##### Data shown

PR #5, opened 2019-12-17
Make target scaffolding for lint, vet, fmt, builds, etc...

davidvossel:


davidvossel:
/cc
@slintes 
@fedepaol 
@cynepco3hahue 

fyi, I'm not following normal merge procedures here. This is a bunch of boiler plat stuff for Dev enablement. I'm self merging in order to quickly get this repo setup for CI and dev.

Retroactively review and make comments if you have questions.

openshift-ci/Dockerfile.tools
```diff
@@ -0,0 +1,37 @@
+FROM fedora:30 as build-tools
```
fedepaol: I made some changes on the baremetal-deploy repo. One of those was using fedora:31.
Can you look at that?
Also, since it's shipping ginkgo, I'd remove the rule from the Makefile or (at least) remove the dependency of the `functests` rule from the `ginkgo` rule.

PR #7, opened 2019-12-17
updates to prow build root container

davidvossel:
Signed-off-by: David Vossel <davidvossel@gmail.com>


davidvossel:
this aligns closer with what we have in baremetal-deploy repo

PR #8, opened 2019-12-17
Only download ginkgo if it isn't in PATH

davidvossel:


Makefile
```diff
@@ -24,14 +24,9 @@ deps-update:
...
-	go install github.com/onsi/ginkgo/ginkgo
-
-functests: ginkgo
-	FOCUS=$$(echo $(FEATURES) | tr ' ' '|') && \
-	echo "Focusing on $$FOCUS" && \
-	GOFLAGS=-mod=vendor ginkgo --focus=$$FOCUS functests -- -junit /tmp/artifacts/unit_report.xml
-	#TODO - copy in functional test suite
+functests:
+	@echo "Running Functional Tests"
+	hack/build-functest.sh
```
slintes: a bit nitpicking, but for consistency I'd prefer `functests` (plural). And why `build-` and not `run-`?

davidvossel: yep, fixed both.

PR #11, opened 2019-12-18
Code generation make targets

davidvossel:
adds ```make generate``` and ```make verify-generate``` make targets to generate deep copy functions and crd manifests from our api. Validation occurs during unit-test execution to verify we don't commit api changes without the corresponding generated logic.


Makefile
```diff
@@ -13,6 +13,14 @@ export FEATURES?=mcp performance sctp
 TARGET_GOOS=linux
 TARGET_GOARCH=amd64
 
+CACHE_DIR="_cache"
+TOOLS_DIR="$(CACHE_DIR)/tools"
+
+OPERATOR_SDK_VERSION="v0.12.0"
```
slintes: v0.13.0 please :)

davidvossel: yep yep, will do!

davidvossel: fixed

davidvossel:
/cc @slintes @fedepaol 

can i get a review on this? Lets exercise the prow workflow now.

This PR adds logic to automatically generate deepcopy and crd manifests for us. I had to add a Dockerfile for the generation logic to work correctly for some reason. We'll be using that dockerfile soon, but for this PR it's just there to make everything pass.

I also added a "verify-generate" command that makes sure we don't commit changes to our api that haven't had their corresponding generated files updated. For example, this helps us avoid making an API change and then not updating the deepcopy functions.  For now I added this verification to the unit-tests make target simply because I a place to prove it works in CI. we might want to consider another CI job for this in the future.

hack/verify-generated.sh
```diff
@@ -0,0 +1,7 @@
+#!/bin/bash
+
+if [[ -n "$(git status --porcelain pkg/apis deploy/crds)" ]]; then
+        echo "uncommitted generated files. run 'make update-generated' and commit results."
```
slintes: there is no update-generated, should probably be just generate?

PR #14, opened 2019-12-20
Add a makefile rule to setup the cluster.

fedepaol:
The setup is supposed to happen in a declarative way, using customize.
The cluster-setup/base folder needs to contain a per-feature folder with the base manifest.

##########
##### Data shown

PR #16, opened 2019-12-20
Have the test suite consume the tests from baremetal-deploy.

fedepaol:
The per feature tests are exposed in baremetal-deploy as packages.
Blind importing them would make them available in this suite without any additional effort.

##########

Activity:
Each line above that carries the string "echo" has to be returned.

Result for this exercise:
-	FOCUS=$$(echo $(FEATURES) | tr ' ' '|') && \
-	echo "Focusing on $$FOCUS" && \
+	@echo "Running Functional Tests"
+        echo "uncommitted generated files. run 'make update-generated' and commit results."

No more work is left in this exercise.